DIRECTIONS FOR THIS TASK: One line at a time, check the entries below for the word "story", and copy each line that has it.

TASK INPUTS:
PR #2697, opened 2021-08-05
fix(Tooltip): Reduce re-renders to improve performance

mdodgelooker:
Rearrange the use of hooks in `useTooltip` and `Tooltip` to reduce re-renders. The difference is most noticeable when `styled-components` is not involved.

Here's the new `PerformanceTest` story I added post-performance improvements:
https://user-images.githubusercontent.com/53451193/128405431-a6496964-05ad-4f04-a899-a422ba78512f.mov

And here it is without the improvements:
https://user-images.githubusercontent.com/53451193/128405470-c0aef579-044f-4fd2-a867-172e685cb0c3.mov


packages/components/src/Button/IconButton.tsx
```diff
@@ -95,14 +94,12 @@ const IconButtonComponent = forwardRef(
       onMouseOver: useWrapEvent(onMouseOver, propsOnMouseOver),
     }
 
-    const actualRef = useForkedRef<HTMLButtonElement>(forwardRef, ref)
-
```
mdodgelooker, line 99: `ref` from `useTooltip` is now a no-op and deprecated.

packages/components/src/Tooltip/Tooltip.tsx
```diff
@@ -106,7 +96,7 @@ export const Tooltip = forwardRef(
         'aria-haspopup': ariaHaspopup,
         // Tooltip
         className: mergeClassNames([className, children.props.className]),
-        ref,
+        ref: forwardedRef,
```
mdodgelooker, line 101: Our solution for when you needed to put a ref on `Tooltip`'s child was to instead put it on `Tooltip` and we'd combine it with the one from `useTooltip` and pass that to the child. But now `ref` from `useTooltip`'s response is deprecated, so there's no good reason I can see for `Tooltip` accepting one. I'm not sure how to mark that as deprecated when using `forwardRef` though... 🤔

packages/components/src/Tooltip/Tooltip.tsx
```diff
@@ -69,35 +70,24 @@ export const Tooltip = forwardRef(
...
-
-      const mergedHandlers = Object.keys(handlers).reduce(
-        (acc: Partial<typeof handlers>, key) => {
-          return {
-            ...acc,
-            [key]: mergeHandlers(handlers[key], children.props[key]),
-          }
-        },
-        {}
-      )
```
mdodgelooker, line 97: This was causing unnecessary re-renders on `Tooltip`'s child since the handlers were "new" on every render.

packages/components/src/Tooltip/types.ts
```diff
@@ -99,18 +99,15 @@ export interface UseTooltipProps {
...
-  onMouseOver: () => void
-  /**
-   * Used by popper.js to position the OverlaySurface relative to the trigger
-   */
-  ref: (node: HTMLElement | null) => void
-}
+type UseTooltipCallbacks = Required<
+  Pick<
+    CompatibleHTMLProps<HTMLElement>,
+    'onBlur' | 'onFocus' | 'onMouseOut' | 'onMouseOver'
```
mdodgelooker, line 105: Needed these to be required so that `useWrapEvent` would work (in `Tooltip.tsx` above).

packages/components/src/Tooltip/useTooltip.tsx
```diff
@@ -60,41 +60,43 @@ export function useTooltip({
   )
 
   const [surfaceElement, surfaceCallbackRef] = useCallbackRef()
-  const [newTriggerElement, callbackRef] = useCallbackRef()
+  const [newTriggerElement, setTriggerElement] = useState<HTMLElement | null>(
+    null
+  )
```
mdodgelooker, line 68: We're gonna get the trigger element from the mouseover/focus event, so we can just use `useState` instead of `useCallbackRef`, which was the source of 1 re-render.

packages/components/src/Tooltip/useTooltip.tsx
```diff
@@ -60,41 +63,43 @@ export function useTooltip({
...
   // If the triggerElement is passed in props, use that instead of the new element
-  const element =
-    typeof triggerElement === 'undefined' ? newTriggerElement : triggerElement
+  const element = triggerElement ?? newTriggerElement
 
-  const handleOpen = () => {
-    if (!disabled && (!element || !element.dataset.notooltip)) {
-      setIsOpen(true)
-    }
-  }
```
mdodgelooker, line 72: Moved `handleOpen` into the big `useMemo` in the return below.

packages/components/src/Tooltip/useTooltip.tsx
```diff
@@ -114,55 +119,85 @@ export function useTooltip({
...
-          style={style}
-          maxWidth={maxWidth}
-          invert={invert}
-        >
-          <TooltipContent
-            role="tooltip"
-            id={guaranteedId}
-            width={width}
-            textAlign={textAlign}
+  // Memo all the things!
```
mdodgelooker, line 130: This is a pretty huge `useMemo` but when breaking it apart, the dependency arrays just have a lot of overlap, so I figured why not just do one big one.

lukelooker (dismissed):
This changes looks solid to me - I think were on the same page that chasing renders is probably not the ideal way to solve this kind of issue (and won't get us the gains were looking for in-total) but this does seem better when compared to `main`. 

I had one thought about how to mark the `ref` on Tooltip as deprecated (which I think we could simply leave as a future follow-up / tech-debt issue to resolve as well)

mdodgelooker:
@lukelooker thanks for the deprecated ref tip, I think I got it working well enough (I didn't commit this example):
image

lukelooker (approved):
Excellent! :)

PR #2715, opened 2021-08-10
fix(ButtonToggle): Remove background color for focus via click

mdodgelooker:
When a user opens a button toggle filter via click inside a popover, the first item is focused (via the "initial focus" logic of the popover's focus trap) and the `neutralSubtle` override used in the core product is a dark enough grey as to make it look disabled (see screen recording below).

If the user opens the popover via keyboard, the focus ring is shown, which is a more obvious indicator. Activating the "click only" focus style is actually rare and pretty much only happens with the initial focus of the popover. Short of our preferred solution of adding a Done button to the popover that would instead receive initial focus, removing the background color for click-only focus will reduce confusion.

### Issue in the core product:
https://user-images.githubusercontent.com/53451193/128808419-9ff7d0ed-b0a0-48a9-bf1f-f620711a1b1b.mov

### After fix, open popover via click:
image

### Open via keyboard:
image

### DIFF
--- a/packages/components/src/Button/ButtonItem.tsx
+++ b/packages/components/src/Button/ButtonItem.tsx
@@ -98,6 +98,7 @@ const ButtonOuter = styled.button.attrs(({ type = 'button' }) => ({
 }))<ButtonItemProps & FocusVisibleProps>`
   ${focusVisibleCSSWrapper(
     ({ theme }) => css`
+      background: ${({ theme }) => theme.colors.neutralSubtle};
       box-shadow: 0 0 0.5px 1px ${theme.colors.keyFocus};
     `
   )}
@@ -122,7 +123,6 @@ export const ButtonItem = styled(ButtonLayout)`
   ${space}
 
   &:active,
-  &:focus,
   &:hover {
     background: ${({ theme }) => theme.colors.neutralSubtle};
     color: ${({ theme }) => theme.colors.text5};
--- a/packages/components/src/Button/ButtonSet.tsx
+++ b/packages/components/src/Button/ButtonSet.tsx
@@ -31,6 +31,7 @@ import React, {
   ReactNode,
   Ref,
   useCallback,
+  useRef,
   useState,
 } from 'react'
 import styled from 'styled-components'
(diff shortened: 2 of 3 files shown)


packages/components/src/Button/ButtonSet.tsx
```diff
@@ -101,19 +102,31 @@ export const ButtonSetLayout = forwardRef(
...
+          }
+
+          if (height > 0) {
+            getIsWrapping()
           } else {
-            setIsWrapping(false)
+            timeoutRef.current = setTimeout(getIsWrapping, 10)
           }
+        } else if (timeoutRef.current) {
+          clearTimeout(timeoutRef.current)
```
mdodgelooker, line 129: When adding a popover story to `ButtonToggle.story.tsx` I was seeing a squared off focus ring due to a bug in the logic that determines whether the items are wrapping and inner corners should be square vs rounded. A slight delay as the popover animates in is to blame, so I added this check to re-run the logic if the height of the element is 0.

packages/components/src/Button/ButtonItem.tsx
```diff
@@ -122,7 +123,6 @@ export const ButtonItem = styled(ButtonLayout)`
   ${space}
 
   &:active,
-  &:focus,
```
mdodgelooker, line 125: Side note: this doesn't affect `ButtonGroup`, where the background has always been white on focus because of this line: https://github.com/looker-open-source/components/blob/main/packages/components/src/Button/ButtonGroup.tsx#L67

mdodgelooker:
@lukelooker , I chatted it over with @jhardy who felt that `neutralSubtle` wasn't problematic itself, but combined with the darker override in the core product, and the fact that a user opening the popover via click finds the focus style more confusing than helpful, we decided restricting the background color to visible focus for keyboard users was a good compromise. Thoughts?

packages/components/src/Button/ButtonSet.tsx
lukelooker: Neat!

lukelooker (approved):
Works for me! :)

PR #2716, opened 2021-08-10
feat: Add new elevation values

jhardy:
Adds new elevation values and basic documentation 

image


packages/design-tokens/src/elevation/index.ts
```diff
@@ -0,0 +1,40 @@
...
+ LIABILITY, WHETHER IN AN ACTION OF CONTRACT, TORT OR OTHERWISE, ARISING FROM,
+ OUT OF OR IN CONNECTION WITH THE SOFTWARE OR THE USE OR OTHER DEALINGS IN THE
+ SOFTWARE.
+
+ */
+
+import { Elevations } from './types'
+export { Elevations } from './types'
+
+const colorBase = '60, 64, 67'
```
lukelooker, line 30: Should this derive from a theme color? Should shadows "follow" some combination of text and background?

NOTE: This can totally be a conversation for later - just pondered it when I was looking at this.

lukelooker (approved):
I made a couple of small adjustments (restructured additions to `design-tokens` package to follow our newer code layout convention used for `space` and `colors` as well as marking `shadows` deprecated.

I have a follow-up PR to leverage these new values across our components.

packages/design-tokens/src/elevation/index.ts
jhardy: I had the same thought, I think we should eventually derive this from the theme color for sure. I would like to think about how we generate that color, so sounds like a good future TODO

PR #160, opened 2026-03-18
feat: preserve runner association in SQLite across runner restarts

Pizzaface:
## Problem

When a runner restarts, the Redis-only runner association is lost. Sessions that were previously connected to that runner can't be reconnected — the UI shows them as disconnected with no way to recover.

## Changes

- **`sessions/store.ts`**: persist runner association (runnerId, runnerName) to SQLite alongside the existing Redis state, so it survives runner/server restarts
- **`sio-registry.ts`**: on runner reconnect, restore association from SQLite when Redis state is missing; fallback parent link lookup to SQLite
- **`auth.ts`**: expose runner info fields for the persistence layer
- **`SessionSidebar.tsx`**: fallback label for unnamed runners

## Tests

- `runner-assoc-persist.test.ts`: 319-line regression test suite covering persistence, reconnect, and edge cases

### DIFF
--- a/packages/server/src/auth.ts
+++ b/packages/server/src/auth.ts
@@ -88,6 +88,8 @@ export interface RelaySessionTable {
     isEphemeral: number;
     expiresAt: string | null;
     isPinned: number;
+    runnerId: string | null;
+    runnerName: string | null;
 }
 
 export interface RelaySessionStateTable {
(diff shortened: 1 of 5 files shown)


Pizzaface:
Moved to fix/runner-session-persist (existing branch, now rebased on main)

...

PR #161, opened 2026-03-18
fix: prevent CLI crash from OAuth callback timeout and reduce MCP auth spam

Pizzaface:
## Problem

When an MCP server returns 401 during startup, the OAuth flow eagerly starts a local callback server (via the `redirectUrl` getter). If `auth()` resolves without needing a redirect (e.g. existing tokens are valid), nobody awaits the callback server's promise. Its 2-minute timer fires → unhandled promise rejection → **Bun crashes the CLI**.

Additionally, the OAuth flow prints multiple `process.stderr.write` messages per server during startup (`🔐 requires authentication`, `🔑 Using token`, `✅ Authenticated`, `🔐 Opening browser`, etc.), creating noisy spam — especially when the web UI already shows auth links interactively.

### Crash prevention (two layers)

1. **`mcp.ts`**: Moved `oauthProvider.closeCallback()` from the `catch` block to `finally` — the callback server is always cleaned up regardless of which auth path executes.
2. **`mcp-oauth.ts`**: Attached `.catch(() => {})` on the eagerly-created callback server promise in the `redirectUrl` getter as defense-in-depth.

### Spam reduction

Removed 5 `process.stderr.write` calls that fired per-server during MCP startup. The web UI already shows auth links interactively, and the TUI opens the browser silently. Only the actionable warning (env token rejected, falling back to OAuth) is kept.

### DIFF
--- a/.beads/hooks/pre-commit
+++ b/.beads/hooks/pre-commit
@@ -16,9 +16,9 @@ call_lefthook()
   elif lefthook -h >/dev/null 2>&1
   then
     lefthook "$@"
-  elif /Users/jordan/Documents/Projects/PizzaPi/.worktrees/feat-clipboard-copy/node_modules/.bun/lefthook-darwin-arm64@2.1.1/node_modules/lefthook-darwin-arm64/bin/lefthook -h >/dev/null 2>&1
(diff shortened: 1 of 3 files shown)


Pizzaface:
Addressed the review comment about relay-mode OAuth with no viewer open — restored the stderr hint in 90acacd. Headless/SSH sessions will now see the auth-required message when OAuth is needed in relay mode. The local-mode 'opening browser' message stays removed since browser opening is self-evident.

ANSWER:
Here's the new `PerformanceTest` story I added post-performance improvements:
mdodgelooker, line 129: When adding a popover story to `ButtonToggle.story.tsx` I was seeing a squared off focus ring due to a bug in the logic that determines whether the items are wrapping and inner corners should be square vs rounded. A slight delay as the popover animates in is to blame, so I added this check to re-run the logic if the height of the element is 0.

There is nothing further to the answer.